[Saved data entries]
BEGIN

PR #1246, opened 2025-08-02
Add 3x sprite sheets

ZeLonewolf:
Add sprite sheets for 3x pixel ratios, which is needed for newer iPhones.

- I believe this is not yet supported by maplibre, so this is really just getting ahead of that presumed eventual support
- Converts the sprite generation script to typescript

### DIFF
--- a/scripts/sprites.ts
+++ b/scripts/sprites.ts
@@ -30,7 +30,10 @@ const sprites: SvgId[] = await Promise.all(
 
 console.log(`Building ${sprites.length} sprites from ${opts.icons}`);
 
-const generated: SpriteSheetResult[] = await Sprites.generate(sprites, [1, 2, 3]);
+const generated: SpriteSheetResult[] = await Sprites.generate(
+  sprites,
+  [1, 2, 3]
+);
 
 for (const result of generated) {
   const scaleText: string =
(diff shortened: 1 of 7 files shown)


scripts/sprites.ts
```diff
@@ -0,0 +1,48 @@
...
+for (const result of generated) {
+  const scaleText: string =
+    result.pixelRatio === 1 ? "" : `@${result.pixelRatio}x`;
+  const outputPng: string = `${opts.output}/sprite${scaleText}.png`;
+  const outputJson: string = `${opts.output}/sprite${scaleText}.json`;
+
+  await fs.writeFile(outputPng, result.buffer);
+  await fs.writeFile(outputJson, JSON.stringify(result.layout, null, 2));
+  const kb: string = (result.buffer.length / 1024).toFixed(1);
+  console.log(`Wrote ${kb}KiB to ${outputPng}`);
```
ZeLonewolf, line 47: The main change is here.  I now pass in an array [1,2,3] and generate sprites in a loop.  Easy extension to 4x if we ever need it.

1ec5:
> I believe this is not yet supported by maplibre, so this is really just getting ahead of that presumed eventual support

Previously tracked in mapbox/mapbox-gl-native#1008. Not sure if this has ever been requested of MapLibre GL JS. Most of the codebase theoretically supports arbitrary pixel densities, but the code that parses URL formats [assumes](https://github.com/maplibre/maplibre-gl-js/blob/cc4dfc25d57d6cec656673dbb3c9d276d5144d26/src/style/load_sprite.ts#L36) all HiDPI sprites have “2x” in the URL. QGIS also [hard-codes](https://github.com/qgis/QGIS/blob/893fd595417af6120c162b41a8a04b6968ddc7d4/src/core/vectortile/qgsvectortileutils.cpp#L368) 2× as the maximum resolution.

PR #1249, opened 2025-08-07
Minnesota shield changes

sschr15:
Adds Business MN equivalents and support for a truck banner, and moves Todd County to the always-use-white-signs section to match the majority of its signs (Inter-County sections are the only part that differ, but that may be a challenging feat to accurately reflect the real world)


sschr15:
[Business sign preview](https://preview.americanamap.org/pr/1249/#map=12.13/46.31623/-94.21684), [truck banner preview](https://preview.americanamap.org/pr/1249/#map=13.13/45.87841/-95.34577), [Todd County preview](https://preview.americanamap.org/pr/1249/#map=14.28/45.82528/-95.10389)

icons/shield_us_mn_business_2.svg
1ec5, line 1: Normally we’d outline the white in a contrasting color to ensure legibility against the land layer. But if we use a green outline, it’ll be slightly redundant with the white outline around most of the shield, so it could probably go either way.

sschr15: I was thinking about that a bit, but with the lack of outline on the regular Minnesota shields and my inability to find a version of the sign on a white background (though I haven't looked all that closely, mostly street view and MN MUTCD), I went the simple route at least initially

1ec5:
> Inter-County sections are the only part that differ, but that may be a challenging feat to accurately reflect the real world
> Technically the county does use the pentagon, but only when paired with an Inter-County sign

#1252

PR #1261, opened 2025-09-03
Attraction Land Uses

GA-Kevin-Codes:
This PR adds Theme Parks (class "theme_park"), Zoos (class "zoo"), and Water Parks (class "water_park") to Americana using the template of parks and color of attraction POIs.

### DIFF
--- a/test/sample_locations.json
+++ b/test/sample_locations.json
@@ -103,5 +103,13 @@
       "width": 400,
       "height": 400
     }
+  },
+  {
+    "location": "14/34.62355/-98.38551",
+    "name": "oklahoma_landuses",
+    "viewport": {
+      "width": 400,
+      "height": 800
+    }
   }
 ]


GA-Kevin-Codes:
Updated to brown to match attraction color
image

GA-Kevin-Codes:
Adding zoo photo:
image

wmisener:
Thanks for putting this together! I think this PR looks quite good, sorry for the delay in reviewing it.

First note (and only action item that's holding up approval): please update the [taginfo template](https://github.com/osm-americana/openstreetmap-americana/blob/main/scripts/taginfo_template.json) to cover these new tags we'll now support.

One bug is that it seems like parks within the attractions do not render correctly: the park outlines show up but not the park fill: https://preview.americanamap.org/pr/1261/#map=16.58/28.476771/-81.468597
Screenshot 2025-09-18 at 7 28 02 PM

Possibly relatedly, parks do not show up on top of piers:
https://preview.americanamap.org/pr/1261/#map=15.04/34.01007/-118.49533
Screenshot 2025-09-18 at 7 37 41 PM

I think these are both related to the similar issue we're seeing in the Cemetery PR: https://github.com/osm-americana/openstreetmap-americana/pull/329#issuecomment-3193667390, since theme parks are also in the `landuse` layer. We decided there to leave it for tail work, so I don't think it needs to be a blocker here either. Just posting these for future reference (I doubt there are any real-world examples of cemeteries within theme parks to test out, but I could be wrong!).

Theme parks do render correctly within parks though:
Screenshot 2025-09-18 at 7 30 37 PM

Another sample, really improves the look of the Orlando resort area!
Screenshot 2025-09-18 at 7 30 15 PM

wmisener:
One comment I'm again just leaving for reference: using a brown fill for attraction areas makes a lot of sense semantically for the style given our color palette and established POI coloring. But I do want to note that it does block using brown fill for native lands, as some map samples do in https://github.com/osm-americana/openstreetmap-americana/issues/105. But it seems like that discussion was perhaps leaning toward a halo treatment anyways, and there remains lots of room in our color space in any case.

1ec5:
In print maps, brown is just about the only color that ever represents tribal government boundaries, whereas tourist attractions can be other colors, such as pink. A faint pinkish fill and bolder pink labels would be consistent with that we did for ski lifts.

wmisener:
Ha, in Kevin's defense, pink was the first color suggested (via an LLM) on Slack: https://osmus.slack.com/archives/C01V02K52UX/p1756927759763679. My (and I think others') impression from the test renderings there was that it was too similar to the transit color, and that brown was already our designated attraction color in the [POI contributing guide](https://github.com/osm-americana/openstreetmap-americana/blob/main/CONTRIBUTING.md#color-scheme-1), currently in use for museums, so it made sense.

I had honestly totally forgotten that ski lifts were a different color than transport features: they're pretty similar.
Screenshot 2025-09-19 at 8 05 12 AM. To me it makes more semantic sense for theme parks and zoos to be the same color as museums than as ski lifts, but it's worth thinking about in terms of the broader color scheme of the style and what other land fills we might be interested in rendering.

In #105 there were definitely a few samples that weren't quite brown. A scattering of purples and blues, and some more yellow colors that I think could still be sufficiently different from this shade of brown.

GA-Kevin-Codes:
Hey @wmisener and @1ec5! Thanks for looking at this, and I am happy to hear this is looking good -- I agree, but I am biased! I will figure out how to update that taginfo template today so no worries there, just the theme park, water park, and zoo so 3 additions. So far as color, when I initially sent GPT to work on this I asked for purple, my favorite color, and it chose the original color. When feedback was given about brown that made sense to me so it was updated. I don't have strong feelings here, just whatever everyone would like. Though ski lifts are a type of transport if you ask me, akin to gondolas (rendered as transit in Americana). Perhaps a more clay color for aboriginal lands when the time comes? Just spitballing. Thanks again!

1ec5:
> Perhaps a more clay color for aboriginal lands when the time comes?

That’s more or less where #1289 ended up after a few iterations. It’s lighter than what @GA-Kevin-Codes came up with for tourist attractions. #1289 claims that it blocks this PR, but to know for sure, we’d need some examples of tourist attractions being labeled and filled in proximity to tribal reservations.

> brown was already our designated attraction color in the [POI contributing guide](https://github.com/osm-americana/openstreetmap-americana/blob/main/CONTRIBUTING.md#color-scheme-1), currently in use for museums

For this color scheme, we used the MUTCD sign category colors as a starting point: brown is the color for “Recreational and Cultural Interest Area” signs. The choice of MUTCD colors was pretty arbitrary, just based on our prior experience making shields. Ideally we’d base the colors on conventions in print maps, to the extent that there is a consensus among publishers. We’ve departed from the MUTCD colors where necessary, most notably on some transportation features. I suspect we could do it again by distinguishing recreational sites from cultural institutions.

Pink could work, if only because I’d expect some aerialways to be inside these areas already. Another option would be the burnt orange (“UTexas Orange”) we’re already using to represent consumerism. Either way, it should be either desaturated or lightened so that it doesn’t bleed the eyes when applied over large areas and overpower smaller features, such as at Disney World.

I don’t think it would be a big problem if cultural institutions continue to use a brown that’s relatively close to the tan we chose for tribal reservations. The tan–brown–burnt orange side of the color wheel can be about culture of all kinds.

ZeLonewolf:
Now that #105 is resolved, it would be good to look at some screen shots that have aboriginal land boundaries, large parks, and theme parks in proximity.

Edit: it would be a good idea to locate some test areas and add them to the test areas JSON file, and then they'll appear in the checks tab.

END

#### PROMPT
Copy the records above exactly, from the first line through the line containing "-const generated: SpriteSheetResult[]", and include nothing else.

#### FINISHED TASK
PR #1246, opened 2025-08-02
Add 3x sprite sheets

ZeLonewolf:
Add sprite sheets for 3x pixel ratios, which is needed for newer iPhones.

- I believe this is not yet supported by maplibre, so this is really just getting ahead of that presumed eventual support
- Converts the sprite generation script to typescript

### DIFF
--- a/scripts/sprites.ts
+++ b/scripts/sprites.ts
@@ -30,7 +30,10 @@ const sprites: SvgId[] = await Promise.all(
 
 console.log(`Building ${sprites.length} sprites from ${opts.icons}`);
 
-const generated: SpriteSheetResult[] = await Sprites.generate(sprites, [1, 2, 3]);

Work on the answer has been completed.